PR #1515, opened 2026-04-12
fix(sessions): separate system agents from user count in wait_for_messages (#983)

### LINKED ISSUE #983: Bug: wait_for_messages agent count includes system agents (chat_id=0), causing consistent +1 mismatch
## Summary

The `[N agents running]` prefix shown in `wait_for_messages` output counts **all** running sessions from the SQLite DB, including system agents with `chat_id=0` (e.g. scheduled job pollers, startup-catchup agents). The Claude Code IDE panel only shows agents from the current user-facing process, so the count is consistently off by the number of system agents running.

## Root Cause

`_build_active_sessions_prefix()` in `inbox_server.py` calls `_session_store.get_active_sessions()` **with no `chat_id` filter**. The underlying SQL query is:

```sql
SELECT * FROM agent_sessions
WHERE status IN ('running', 'starting')
ORDER BY spawned_at ASC
```

This returns all running sessions regardless of `chat_id`. System agents (e.g. `startup-catchup`) are registered with `chat_id=0`, and they show up in this count even though they are invisible to the user's IDE panel.

## Evidence

Live DB snapshot at time of bug report:
```
chat_id=0          | subagent | running  (startup-catchup)
chat_id=8305714125 | subagent | running  (audit-agent-count-bug)
```
Count shown: **2 agents running**. User sees: **1** in IDE panel.

## Proposed Fix

In `format_active_sessions_block()` (or in `_build_active_sessions_prefix()`), distinguish system agents (chat_id=0 or NULL) from user agents, either by:

**Option A (recommended):** Split the count label into user vs. system agents:
```
[1 agent running, 1 system]
- subagent: "audit-agent-count-bug" (chat: 8305714125, just now)
- subagent: "startup-catchup" (chat: 0/system, 12m ago)
```

**Option B:** Filter `chat_id != 0` in `_build_active_sessions_prefix()` so only user-visible agents are counted. Add a separate `(+N system)` annotation if system agents exist.

Option A is more transparent; Option B reduces clutter.

## Files

- `/home/lobster/lobster/src/agents/session_store.py` — `get_active_sessions()` (line 683), `format_active_sessions_block()` (line 829)
- `/home/lobster/lobster/src/mcp/inbox_server.py` — `_build_active_sessions_prefix()` (line 3048)

sayhar:
## Summary

- `[N agents running]` in `wait_for_messages` output was counting all sessions including system agents (chat_id=0, e.g. `startup-catchup`, scheduled job pollers), causing a consistent +1 mismatch with the IDE panel which only shows user-facing agents
- `format_active_sessions_block` now splits sessions into user agents (real chat_id) and system agents (chat_id=0/None/empty), displaying them separately

## New output format

```
[1 agent running, 1 system]
- subagent: "User task" (chat: 8305714125, 5m ago)
- subagent: "startup-catchup" (system, 1m ago)
```

Previously it would show `[2 agents running]` causing confusion.

## Changes

- `src/agents/session_store.py`: Updated `format_active_sessions_block` to partition sessions by whether `chat_id` is 0/None/empty (system) or a real user chat_id. System agents are shown with `(system, Xm ago)` instead of `(chat: 0, Xm ago)`.
- `tests/test_agent_sessions.py`: Added three new tests covering mixed user+system sessions, only-system sessions, and the header format.

## Test plan

- [x] `uv run pytest tests/test_agent_sessions.py` — all 38 tests pass
- [ ] Observe `wait_for_messages` output when a system agent (e.g. startup-catchup) is running — confirm count shows correctly

Closes #983

### DIFF
--- a/src/agents/session_store.py
+++ b/src/agents/session_store.py
@@ -829,27 +829,47 @@ def _elapsed_minutes_str(elapsed_seconds: int | None) -> str:
 def format_active_sessions_block(sessions: list[dict]) -> str:
     """Format a list of active sessions as a compact context block.
 
+    Distinguishes user-facing agents from system agents (chat_id=0 or None).
+    System agents are background tasks (scheduled jobs, startup-catchup, etc.)
+    that do not correspond to a user conversation in the IDE panel.
+
     Produces output like:
-        [2 agents running]
-        - functional-engineer: "Implement GSD phase plan for BIS-51" (chat: OWNER_CHAT_ID_PLACEHOLDER, 12m ago)
-        - general-purpose: "Archive link for the user" (chat: OWNER_CHAT_ID_PLACEHOLDER, 2m ago)
+        [1 agent running, 1 system]
+        - functional-engineer: "Implement GSD phase plan" (chat: 8305714125, 12m ago)
+        - subagent: "startup-catchup" (system, 3m ago)
 
     Returns an empty string if sessions is empty.
     """
     if not sessions:
         return ""
-    count = len(sessions)
-    label = "agent" if count == 1 else "agents"
-    lines = [f"[{count} {label} running]"]
-    for s in sessions:
+
+    # Split into user agents (real chat_id) and system agents (chat_id=0 or None)
+    user_sessions = [s for s in sessions if s.get("chat_id") not in (None, 0, "0", "")]
+    system_sessions = [s for s in sessions if s.get("chat_id") in (None, 0, "0", "")]
+
+    user_count = len(user_sessions)
+    system_count = len(system_sessions)
+
+    user_label = "agent" if user_count == 1 else "agents"
+    header = f"[{user_count} {user_label} running"
+    if system_count > 0:
+        sys_label = "system" if system_count == 1 else "system"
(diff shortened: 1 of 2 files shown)


sayhar (commented):

The logic is correct and the header output is accurate. However, there is a pluralization bug in the system count label:

```python
sys_label = "system" if system_count == 1 else "system"
```

Both branches return `"system"` — the ternary is dead code. This should be `"system" if system_count == 1 else "systems"` (or just use `"system"` as a fixed label if singular-only is intentional). The current code always produces `1 system`, `2 system`, `3 system` etc. Either fix the pluralization or drop the ternary and use a plain string.

Also: the `test_format_only_system_agents` test asserts `"[0 agents running, 1 system]"` — this will pass with the current code, but if more than 1 system agent is present the label stays singular. Suggest adding a test with 2 system agents to catch this.

Everything else (chat_id partitioning, format output, test coverage for the primary case) looks good.

sayhar (commented):
Lobster (reviewer): PASS after fix — pluralization bug corrected (system/systems), test added.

PROBLEM DETAILS: Collect the complete line wherever the string "home" appears in the records.

TASK RESULT:
- `/home/lobster/lobster/src/agents/session_store.py` — `get_active_sessions()` (line 683), `format_active_sessions_block()` (line 829)
- `/home/lobster/lobster/src/mcp/inbox_server.py` — `_build_active_sessions_prefix()` (line 3048)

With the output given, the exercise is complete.